When you talk about coupons, what are the various coupon rate structures?

Generally, there are four types of coupon rate structures:

a) Zero-coupon bonds: These bonds do not pay any periodic interest. They pay

the par-value or face-value of bond at maturity. Interest results from the fact that these bonds are initially sold at a significant discount to par-value (i.e., sold at a price below par-value).

b) Step-up notes: They have coupon rates that increase over time at a specified rate. This increase in the rate may take place once (single step-up note) or more (multiple step-up notes) during the life of the issue.

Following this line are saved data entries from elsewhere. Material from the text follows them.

Issue #165, opened 2023-05-31
Feature request: set `default=None` on optional input type fields


acarapetis:
Consider the input type

```graphql
input User {
    username: String!
    fullName: String
}
```

for which `ariadne-codegen` generates an input model looking something like:

```python
class User(BaseModel):
    username: str
    full_name: Optional[str] = Field(alias="fullName")
```

If we try to instantiate this model using only a username, pyright complains:

```python
u = User(username="jen") # Argument missing for parameter "fullName"
```

Note that this code does work fine at runtime - unfortunately pydantic uses a slightly different convention to standard python dataclasses and defaults optional fields to None automatically, but pyright treats it as a dataclass-like type and thus expects all fields without defaults to be passed explicitly.

When I'm writing my own pydantic schemas, I always add an explicit `= None` to optional fields to avoid these false positives - would there be any issue with modifying ariadne-codegen to include this when appropriate?

mat-sop:
Hey, I looked into this, and it looks like this change won't cause any issues. I was concerned about behaviour of `exclude_unset` used in our base clients, but I did small [test](https://gist.github.com/mat-sop/65c6456fffb5bdfb5b67c308e53c18f3) and adding `= None` didn't make a difference.

Tbh I think that this is something that should be handled by pyright or pydantic, as we don't generate "unusual" models. If it's not possible to solve there, I would suggest creating a plugin to codegen. You can use [`generate_input_field`](https://github.com/mirumee/ariadne-codegen/blob/main/PLUGINS.md#generate_input_field) hook to easily alter default values of input fields, eg. 

 ```py
 import ast

from ariadne_codegen import Plugin
from graphql import GraphQLInputField


class DefaultValuesPlugin(Plugin):
    def generate_input_field(
        self,
        field_implementation: ast.AnnAssign,
        input_field: GraphQLInputField,
        field_name: str,
    ) -> ast.AnnAssign:
        if not is_optional(field_implementation):
            return field_implementation
        
        # Cases to handle:
        # 1. there is no field_implementation.value
        # 2. field_implementation.value represents Field(...)
        #   2.1. there is `default=` keyword in Field(...)
        #   2.2. Field(...) doesn't have `default` keyword 
        # 3. default value is already assigned

def is_optional(field_implementation: ast.AnnAssign) -> bool:
    ...

 ```

acarapetis:
[...]

PR #186, opened 2023-07-14
Pydantic v2

### LINKED ISSUE #183: Feature request: Pydantic V2
Pydantic has officially released Pydantic v2, it would be great if this code generator can emit Pydantic V2 code. 

https://github.com/pydantic/pydantic/releases/tag/v2.0.2

Duplicates #130

mat-sop:
This pr updates version of pydantic to `~2.0`. 

Changes in generated clients and models:
- `parse_obj` -> `model_validate`
- `.dict()` -> `.model_dump()`
- Instead of `Config` class `BaseModel` uses `model_config = ...` attribute.
- Refactored validator which handles parsing of custom scalars.
- `Upload` is no longer dataclass, in v2 pydantic's `.model_dump()` changes dataclasses to dicts which is harder for client to detect files.
- `update_forward_refs` -> `model_rebuild`
- `pydantic.json.pydantic_encoder` -> `pydantic_core.to_jsonable_python`
- Optional input fields now have explicit default `None` value (if schema doesn't specify another) #165

I see some potential to improve our implementation of custom scalars using some pydantic's v2 features, but this pr is already huge so it aims to sustain the same logic.

resolves #183 #165


ariadne_codegen/client_generators/dependencies/base_model.py
```diff
@@ -19,15 +16,17 @@ def __bool__(self) -> bool:
 
 
 class BaseModel(PydanticBaseModel):
-    class Config:
-        allow_population_by_field_name = True
-        validate_assignment = True
-        arbitrary_types_allowed = True
+    model_config = ConfigDict(
+        populate_by_name=True, validate_assignment=True, arbitrary_types_allowed=True
```
rafalp, line 20:
```suggestion
        populate_by_name=True,
        validate_assignment=True,
        arbitrary_types_allowed=True,
```

rafalp (approved):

c) Deferred-coupon bonds: These bonds incorporate the features of both zero coupon and coupon paying bonds. They carry coupons, but the initial coupon payments are deferred for some period. These payments accrue at a compound rate over the specified period, and are paid as a lump sum at the end of that period. After this, regular coupon payments are made for the rest of the period till maturity.

d) Floating-rate bonds: These bonds have coupon rates that vary over the life of the issue. Coupon rates are reset at predetermined times, and are usually linked to an index or benchmark (for example, LIBOR) with some sort of spread added to or subtracted from the benchmark.

What is the difference between clean price and dirty price?

The amount that the buyer pays to the seller is the agreed-upon price of the bond (clean price) plus any accrued interest (from the previous coupon date through the date

of the sale). The total amount paid, including accrued interest, is known as the dirty (or full) price of the bond.

This clears a lot of questions that I had.Thank you Sir for the explanation.